町医者をしながら世の中最前線の動きを感知、駅前から所見を発信。

AIにも弱点

2018年06月11日 | 世の中

      

 人工頭脳(AI)で東大合格を目指した数学者の新井紀子さんが、五年ほど取り組んだ結果、どうもAIで東大に合格するのは難しいという結論を出された。AIに進歩がなかった訳ではなく、全国の大学の八割には合格できるレベルまでは達したようだ。何故トップクラスの大学に合格するレベルまで行けなかったかというと、AIは読解力が不十分で、その力を付けることが出来なかったからだ。

 なぜ読解力が付かなかったかというとか、それはAIを作り上げている数学に限界があるからだというのが新井さんの説明だ。論理、確率、統計という数学の言葉では表記できない能力を人間は持っている。AIは意味を読解するのが苦手で、碁や将棋は強くなれても玄妙飄逸な落語は演じられない、古今亭志ん生や柳家小三治には取って代われないというわけだ。それに以心伝心や恋愛といった数式に落としにくい能力が足りないらしい。

 成る程、人間の独自性が保たれて一安心というという気もするが、実際の所AIは一部のトップクラスの知能を持つ人間の総合解答力には及ばなくても大多数の人を越える解答力を持つようになっているし、計算ではどんなに優れた人間をも遠い昔に凌駕している。そして応用実用化は着実に進歩しており、多くの仕事が十年二十年後にはAIやAI付きロボットに取って代わられると予測されている。それはとりもなおさず、職を失う人達が数多く出てくるということで、新井先生はそれを憂慮し、そうした社会変化に対する準備や対策が必要といくつかの提言をされている。

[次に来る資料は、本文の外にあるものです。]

PR #240, opened 2026-03-28
Update issue templates for new type/label scheme

isaacschepp:
## Summary

- Set native GitHub issue type (Bug/Feature) via `type:` field in templates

 彼女のこうした言明にAI研究者やマスコミからの反応は少ないようだ。AI研究者は言われなくても分かっているのか討論する時間が惜しいのか、マスコミは難しい話景気の悪い話は嫌うのか避けるのか正面から取り上げない。

 私には門外漢ではあるが新井さんのお話は腑に落ちた。田中角栄は頭数と喝破していたようだが、民主主義は単純な多数決ではないと考えるようになった。敬意や尊重のない尊重すべきものを吟味できない頭数は間違うと予言したい。新井さんのお話は傾聴すべきもので、誰もが考えてみた方がいいと思う。